▶ _Record set_:

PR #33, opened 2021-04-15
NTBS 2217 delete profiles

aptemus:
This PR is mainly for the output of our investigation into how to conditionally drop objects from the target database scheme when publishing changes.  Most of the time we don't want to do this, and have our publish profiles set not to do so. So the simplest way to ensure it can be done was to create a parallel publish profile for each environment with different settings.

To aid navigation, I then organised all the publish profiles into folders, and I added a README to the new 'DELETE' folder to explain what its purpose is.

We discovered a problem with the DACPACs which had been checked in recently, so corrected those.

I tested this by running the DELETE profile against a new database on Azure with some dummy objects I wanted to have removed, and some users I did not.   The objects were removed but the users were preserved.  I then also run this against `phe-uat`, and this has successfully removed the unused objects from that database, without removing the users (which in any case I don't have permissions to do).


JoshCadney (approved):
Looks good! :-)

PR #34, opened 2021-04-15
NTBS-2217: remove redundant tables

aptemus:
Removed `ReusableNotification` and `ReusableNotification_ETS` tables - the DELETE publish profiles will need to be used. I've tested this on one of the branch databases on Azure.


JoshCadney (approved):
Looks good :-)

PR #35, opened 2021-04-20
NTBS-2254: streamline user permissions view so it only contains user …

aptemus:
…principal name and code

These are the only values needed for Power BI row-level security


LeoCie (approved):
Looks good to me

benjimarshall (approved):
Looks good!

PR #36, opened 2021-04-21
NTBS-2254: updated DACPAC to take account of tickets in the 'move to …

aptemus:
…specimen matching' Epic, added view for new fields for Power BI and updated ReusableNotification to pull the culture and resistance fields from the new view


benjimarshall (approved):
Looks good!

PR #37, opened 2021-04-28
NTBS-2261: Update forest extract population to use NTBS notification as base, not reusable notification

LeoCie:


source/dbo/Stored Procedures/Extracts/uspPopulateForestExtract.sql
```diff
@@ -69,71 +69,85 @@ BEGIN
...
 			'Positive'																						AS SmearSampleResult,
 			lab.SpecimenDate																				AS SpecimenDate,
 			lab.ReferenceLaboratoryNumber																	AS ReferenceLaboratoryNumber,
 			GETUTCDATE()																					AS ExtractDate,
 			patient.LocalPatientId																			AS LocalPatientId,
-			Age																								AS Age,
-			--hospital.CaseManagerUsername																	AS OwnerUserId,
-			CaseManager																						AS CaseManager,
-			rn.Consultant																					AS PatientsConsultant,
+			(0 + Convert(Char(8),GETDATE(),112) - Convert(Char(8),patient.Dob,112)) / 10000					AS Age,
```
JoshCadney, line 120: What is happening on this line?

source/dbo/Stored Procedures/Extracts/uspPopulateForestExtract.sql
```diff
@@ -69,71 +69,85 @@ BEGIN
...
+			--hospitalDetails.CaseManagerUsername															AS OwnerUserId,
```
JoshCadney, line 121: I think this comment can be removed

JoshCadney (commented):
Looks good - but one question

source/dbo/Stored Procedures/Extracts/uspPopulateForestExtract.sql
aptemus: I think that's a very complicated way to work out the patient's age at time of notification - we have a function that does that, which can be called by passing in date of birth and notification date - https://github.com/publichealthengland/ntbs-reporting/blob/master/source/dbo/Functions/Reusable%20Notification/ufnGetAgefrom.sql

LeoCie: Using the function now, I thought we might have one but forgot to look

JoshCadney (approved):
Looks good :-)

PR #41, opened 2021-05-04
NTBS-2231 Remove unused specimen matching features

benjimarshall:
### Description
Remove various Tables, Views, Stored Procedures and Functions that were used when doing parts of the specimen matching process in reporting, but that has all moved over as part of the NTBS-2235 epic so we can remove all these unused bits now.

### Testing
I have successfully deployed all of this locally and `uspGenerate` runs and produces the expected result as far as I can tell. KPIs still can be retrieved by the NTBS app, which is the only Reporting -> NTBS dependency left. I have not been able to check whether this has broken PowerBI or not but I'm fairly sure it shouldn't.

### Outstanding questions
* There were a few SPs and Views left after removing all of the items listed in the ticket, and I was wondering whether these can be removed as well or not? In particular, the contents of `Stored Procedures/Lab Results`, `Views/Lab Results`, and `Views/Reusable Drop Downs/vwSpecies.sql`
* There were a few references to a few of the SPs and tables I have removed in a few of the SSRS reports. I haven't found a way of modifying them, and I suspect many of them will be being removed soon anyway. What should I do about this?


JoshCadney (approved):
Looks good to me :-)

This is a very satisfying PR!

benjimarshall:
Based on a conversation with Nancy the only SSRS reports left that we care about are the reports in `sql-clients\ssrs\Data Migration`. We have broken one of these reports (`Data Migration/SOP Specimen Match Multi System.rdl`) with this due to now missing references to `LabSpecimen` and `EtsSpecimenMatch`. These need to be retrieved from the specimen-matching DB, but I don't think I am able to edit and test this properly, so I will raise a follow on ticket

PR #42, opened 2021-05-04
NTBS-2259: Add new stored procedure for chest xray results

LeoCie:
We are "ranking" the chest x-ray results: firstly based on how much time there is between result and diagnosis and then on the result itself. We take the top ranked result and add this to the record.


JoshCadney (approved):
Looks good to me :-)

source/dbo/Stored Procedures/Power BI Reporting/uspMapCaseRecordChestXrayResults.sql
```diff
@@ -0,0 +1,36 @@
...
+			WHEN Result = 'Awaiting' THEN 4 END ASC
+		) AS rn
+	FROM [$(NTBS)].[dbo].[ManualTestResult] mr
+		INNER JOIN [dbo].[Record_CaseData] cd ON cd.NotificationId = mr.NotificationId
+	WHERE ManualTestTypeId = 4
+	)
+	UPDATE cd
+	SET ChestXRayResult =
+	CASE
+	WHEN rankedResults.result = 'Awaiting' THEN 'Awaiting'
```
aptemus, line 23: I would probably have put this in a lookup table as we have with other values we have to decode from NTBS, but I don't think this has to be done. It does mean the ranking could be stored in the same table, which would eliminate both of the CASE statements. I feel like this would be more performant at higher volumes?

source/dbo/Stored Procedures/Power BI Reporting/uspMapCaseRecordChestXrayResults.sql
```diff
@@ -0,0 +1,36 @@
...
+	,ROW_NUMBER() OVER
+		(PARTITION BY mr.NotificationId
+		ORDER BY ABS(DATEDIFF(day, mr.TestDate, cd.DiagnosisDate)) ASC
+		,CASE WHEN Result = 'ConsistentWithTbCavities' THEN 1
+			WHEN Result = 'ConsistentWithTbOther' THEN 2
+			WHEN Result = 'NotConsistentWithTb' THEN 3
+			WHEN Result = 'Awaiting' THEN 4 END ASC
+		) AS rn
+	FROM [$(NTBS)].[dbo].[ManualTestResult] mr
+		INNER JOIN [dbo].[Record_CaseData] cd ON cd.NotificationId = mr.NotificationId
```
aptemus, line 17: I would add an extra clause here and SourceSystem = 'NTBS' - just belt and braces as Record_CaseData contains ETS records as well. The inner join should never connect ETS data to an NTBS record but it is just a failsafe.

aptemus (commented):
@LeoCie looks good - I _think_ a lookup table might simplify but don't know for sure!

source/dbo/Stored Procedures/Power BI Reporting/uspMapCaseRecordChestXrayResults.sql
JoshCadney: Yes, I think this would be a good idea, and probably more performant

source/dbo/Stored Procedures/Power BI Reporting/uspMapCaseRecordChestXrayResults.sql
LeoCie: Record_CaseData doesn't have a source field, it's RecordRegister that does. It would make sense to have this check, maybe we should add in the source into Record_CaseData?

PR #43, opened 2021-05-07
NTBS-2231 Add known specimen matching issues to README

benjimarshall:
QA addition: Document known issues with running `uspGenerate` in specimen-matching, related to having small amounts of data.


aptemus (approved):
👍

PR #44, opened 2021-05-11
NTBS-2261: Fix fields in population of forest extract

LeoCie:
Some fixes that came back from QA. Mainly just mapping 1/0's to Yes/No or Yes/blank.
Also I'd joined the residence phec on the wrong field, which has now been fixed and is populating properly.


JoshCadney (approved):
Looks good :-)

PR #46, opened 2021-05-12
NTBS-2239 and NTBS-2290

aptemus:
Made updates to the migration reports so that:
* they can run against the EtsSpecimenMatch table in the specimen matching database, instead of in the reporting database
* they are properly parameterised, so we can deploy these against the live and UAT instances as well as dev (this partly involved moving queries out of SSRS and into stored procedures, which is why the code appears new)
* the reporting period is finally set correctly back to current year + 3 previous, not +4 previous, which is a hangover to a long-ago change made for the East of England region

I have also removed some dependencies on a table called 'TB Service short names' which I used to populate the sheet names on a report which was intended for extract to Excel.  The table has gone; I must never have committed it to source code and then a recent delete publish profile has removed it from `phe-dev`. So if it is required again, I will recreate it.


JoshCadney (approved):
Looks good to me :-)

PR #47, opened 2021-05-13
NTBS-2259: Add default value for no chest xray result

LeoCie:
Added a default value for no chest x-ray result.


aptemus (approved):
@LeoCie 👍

▶ _Exercise aim_:
Go through the records above, find each line with the string "might", and copy it.

▶ _Your solution_:
LeoCie: Using the function now, I thought we might have one but forgot to look
@LeoCie looks good - I _think_ a lookup table might simplify but don't know for sure!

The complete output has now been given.